Recently declared bankruptcy? Learn how you can rebuild your credit.
The Three Main Costs of Bankruptcy and How Much Bankruptcy Costs
No matter which trustee you go with there are certain fees set by the government that you’ll need to pay. However, the overall costs of bankruptcy will depend on how much you make, how big your family is, your assets and more.
In total, there are three main costs associated with bankruptcy and they are:
In Canada, the minimum cost for filing for bankruptcy is $1,800. This can be paid at once or in $200 installments over 9 months. This fee is used to cover certain costs like administration fees, your LIT, government fees, and more.
Surplus income payments are calculated using the income limits created by the Office of the Superintendent of Bankruptcy. To calculate your surplus income payment simply take the difference between your income and the income limit and then divide it by two. If your surplus income payment is less than $200, you can be discharged from bankruptcy after 9 months. All you’ll need to pay is the base contribution mentioned above.
However, surplus income payments are required if your surplus income payment is more than $200. Moreover, if it is, your bankruptcy (and the associated payments) will be extended for another year (9 months to 21 months). This basically means that those who make a lot of money will generally have to pay more for their bankruptcy than those who are barely scraping by.
For example, if you’re a family of 3 with an income of $4,000, you’ll be making $567 more than the income limit of $3,433. Your surplus income payment is would be $283.5. Since your surplus income payment is more than $200, you’ll have to make these payments for 21 months instead of the base contribution for 9 months.
Learn to calculate your bankruptcy payments.
Assets You Lose
Of course, another huge cost in your bankruptcy will be the assets you lose. You will not only lose your tax return for the year of filing (and any others that haven’t been received yet) and all of your RRSP contributions of the last 12 months, but also all of your investments. Also, you can potentially lose the equity in your home and your vehicle but that depends on which province you live in and the individual rules for that area.

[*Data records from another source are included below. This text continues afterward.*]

PR #720, opened 2025-05-17
Add missing header

manauref:


JunoRavin:
@Antoinehoff already got this fix in https://github.com/ammarhakim/gkylzero/pull/719

PR #724, opened 2025-05-20
GPU compiling fix for CUDA 12.9

Maxwell-Rosen:
Under advice from @JunoRavin, we made a few modifications to get the GPU code to compile. I'm running an Ubuntu 24.04 laptop with an external GPU RTX 3090 with CUDA 12.9. Many unit tests are passing, so the build is successful. Newer versions of CUDA moved around a few flags that we need to shift to be able to compile on newer versions.

### DIFF
--- a/zero/array_reduce_cu.cu
+++ b/zero/array_reduce_cu.cu
@@ -9,6 +9,7 @@ extern "C" {
 #include <gkyl_array_reduce.h>
 #include <gkyl_array_reduce_priv.h>
 #include <gkyl_basis.h>
+#include <float.h>
 }
 
 // CUDA does not natively support atomics for MAX and MIN on doubles (addition/sum is fine).
--- a/zero/array_reduce_cu.cu
+++ b/zero/array_reduce_cu.cu
@@ -9,7 +9,6 @@ extern "C" {
 #include <gkyl_array_reduce.h>
 #include <gkyl_array_reduce_priv.h>
 #include <gkyl_basis.h>
-#include <float.h>
 }
 
 // CUDA does not natively support atomics for MAX and MIN on doubles (addition/sum is fine).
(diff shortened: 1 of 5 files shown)


zero/array_reduce_cu.cu
```diff
@@ -9,6 +9,7 @@ extern "C" {
 #include <gkyl_array_reduce.h>
 #include <gkyl_array_reduce_priv.h>
 #include <gkyl_basis.h>
+#include <float.h>
```
JunoRavin, line 12: just put this header in the gkyl_array_reduce.h and gkyl_array_dg_reduce.h

JunoRavin (approved):

manauref:
@Maxwell-Rosen did you check that this multib_sync unit test passes on multiple CPUs or GPUs?

Maxwell-Rosen:
I did not check this, but from the changes made, I have no reason to suspect that these would have issues with multiple CPUs or GPUs.

JunoRavin:
@Maxwell-Rosen you only need 2 GPUs for 5 minutes to check the unit test. That's all we're asking to check. As you say, by eye there looks to be no reason for NCCL to have any issue with your commit here, and it's always safe to include standard libraries like float.h, but if Stellar or Perlmutter has an issue with even more changes like this we need to know it now before we break everyone's production capabilities.

manauref:
You should run the unit test, preferably on 2 and 4 GPUs. You can just ask for 2/4 GPUs on Perlmutter or Stellar interactively for 5 min to do this.

Maxwell-Rosen:
Perlmutter helped me find an error I made in the unit test. There is one test that fails on both main and this branch, so it's independent of this work, but it should be looked at to see why it's failing. Line 632 is failing.

PR #726, opened 2025-05-21
Fixes to boundary flux diag moms and enable conservation diagnostics for GK IWL sims

manauref:
We are trying to establish (i.e. assess, and fix if needed) particle and energy conservation in GK IWL clopen simulations, in 2x at first and hopefully 3x after.

Here we:
- Restrict the ranges over which z boundary fluxes are computed in IWL sims so they are only calculated in the SOL (assuming fluxes through the twist-shift boundary are conservative).
- Fix a small error that prevented (non vol integrated) boundary flux diagnostics from being written out correctly for 2x and 3x if running in parallel.
- Enable the conservation diagnostics for IWL sims.
- Change the treatment of x_LCFS in geo so that it demands that it is at a cell boundary and doesn't shift it (because it has to be consistent with the user's input file).

Via these changes we have been able to check conservation in 2x and 3x sims using rt_gk_d3d_iwl as a testbed.

Here's rt_gk_d3d_iwl_2x:
Screenshot 2025-05-21 at 9 44 17 AM
particle balance looks good. Energy balance
Screenshot 2025-05-21 at 9 47 46 AM
Looks ok. The figure on the left doesn't inspire confidence because the error is as large as the boundary flux losses, but in relative to the energy content and the time step (right figure) it seems comparable or even better than turbulent LAPD sims.

Unfortunately rt_gk_d3d_3x (with resolution increased to 24x16x12x10x6 because it's unstable at lower res) doesn't conserve particles:
Screenshot 2025-05-21 at 11 26 25 AM
Some possibilities we could explore to fix this (in a separate branch):
- The way we are enforcing twist-shift-dicity of phi or the biasing at the limiter corner could make the numerical fluxes discontinuous.
- Fluxes through the twist-shift boundary are not actually continuous (although I tried this sim with a periodic instead of a twist-shift core, and got similar results at lower res).

### DIFF
--- a/apps/gk_species_bflux.c
+++ b/apps/gk_species_bflux.c
@@ -458,7 +458,7 @@ gk_species_bflux_write_mom_dynamic(gkyl_gyrokinetic_app* app, void *spec_in,
         if (app->cdim > 1) {
           // Project the moment down to lower dimensions.
           int num_mom_comp = bflux->moms_op[mom_idx].num_mom;
-          gkyl_translate_dim_advance(bflux->transdim[b], bflux->boundaries_conf_skin[b], &bflux->surf_local[dir],
+          gkyl_translate_dim_advance(bflux->transdim[b], bflux->boundaries_conf_skin_fullx[b], &bflux->surf_local[dir],
             bflux->moms_op[mom_idx].marr, num_mom_comp, bflux->mom_surf[b*num_diag_mom+m]);
 
           if (app->use_gpu)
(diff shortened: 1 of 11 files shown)


apps/gk_species_source.c
```diff
@@ -273,12 +273,10 @@ gk_species_source_calc(gkyl_gyrokinetic_app *app, const struct gk_species *s,
   struct gk_source *src, double tm)
 {
   if (src->source_id) {
-    struct gkyl_array *source_tmp = mkarr(app->use_gpu, s->basis.num_basis, s->local_ext.volume);
     for (int k=0; k<s->info.source.num_sources; k++) {
-      gk_species_projection_calc(app, s, &src->proj_source[k], source_tmp, tm);
-      gkyl_array_accumulate(src->source, 1., source_tmp);
+      gk_species_projection_calc(app, s, &src->proj_source[k], s->fnew, tm);
+      gkyl_array_accumulate(src->source, 1., s->fnew);
```
JunoRavin, line 278: This re-use of memory seems suspicious. For example, say you had a general time-dependent source and you needed to call gk_species_source_calc before the RHS accumulation. Then this re-use of memory would overwrite the value stored in fnew, which would mess up the RK combine in the SSP RK3 method. 

I do not think we support this functionality right now (everywhere to my knowledge we utilize a Maxwellian of some form at t=0 and then we rescale it, or even in the adaptive source case we utilize the LTE infrastructure). But I worry about this re-use of memory affecting someone's ability to utilize a general time dependent source term. 

The safest phase space array to re-use is the distribution function array in the LTE object because that *always* gets cleared before you do anything with it like project a Maxwellian. So if you need a dummy phase space array, we could just utilize the distribution function array in the LTE object.

apps/gk_species_bflux.c
```diff
@@ -431,35 +431,36 @@ gk_species_bflux_write_mom_dynamic(gkyl_gyrokinetic_app* app, void *spec_in,
     int dir = bflux->boundaries_dir[b];
     int edi = bflux->boundaries_edge[b]==GKYL_LOWER_EDGE? 0 : 1;
 
-    if ((edi == 0 && rank == 0) || (edi == 1 && rank == comm_size-1)) {
+    if (dir < app->cdim-1 || ((edi == 0 && rank == 0) || (edi == 1 && rank == comm_size-1))) {
```
JunoRavin, line 434: I think we should add a comment about this if statement about the assumption we're making here just to help ourselves further down the line. We are assuming if you have a non-periodic direction in the x direction, you own all of the x direction and the only decomposition is occurring in z. 

As a follow-up, I would then ask if this conditional works the way you expect for multi-block simulations, or at you not using boundary flux diagnostics in multi-block simulations with core blocks yet?

manauref: i'll add a comment. It's only because we are only decomposing along z.

it should work for multiblock. Each block outputs its own boundary fluxes, even if those fluxes are into another block.

apps/gk_species_source.c
manauref: done. Used the LTE memory instead

JunoRavin (approved):

Antoinehoff:
I think we should run compute-sanitizer on this (:

manauref:
> I think we should run compute-sanitizer on this (:

on what, specifically?

apps/gk_species_source.c
Antoinehoff: I will have to change that again in PR #678 because LTE memory is used in the projection step...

Alternatives to Bankruptcy
As we mentioned briefly in the introduction of this article, there are many different options for debt relief in Canada, so don’t just assume you have to declare bankruptcy. Some common alternatives to consider are:
- Consumer proposal – A consumer proposal is a legally binding agreement between you and your creditors to arrange for a partial repayment of your debts. Unlike a bankruptcy, your assets aren’t at risk and the effect on your credit score is not as large.
- Debt Management Program (DMP) – A DMP is a debt relief program you can undertake by speaking to a credit counsellor. Your credit counsellor will work to reduce your debt’s interest rate, fees, monthly payment amount (by extending the loan term) and sometimes the balance itself. This program also allows you to consolidate your debts by making a single payment to your credit counsellor who will then distribute the payments to your creditors.
- Debt Settlement – A debt settlement involves clearing your debt for less than what you owe. For example, your creditor may clear your debt for a lump sum payment of $5,000 even if you owe $8,000. This can be done by calling and negotiating with your creditors or by hiring a debt settlement company.
Do I need to make surplus income payments?
How long do I need to make bankruptcy payments?
Dealing with bankruptcy is never fun, but being prepared and knowing what to expect can soften the blow and make the entire process easier to handle and go through. Do keep in mind, that bankruptcy is an extreme debt relief solution and should only be used as a last resort. There are many alternatives to get a handle on your debts, so be sure to consider them all before a bankruptcy.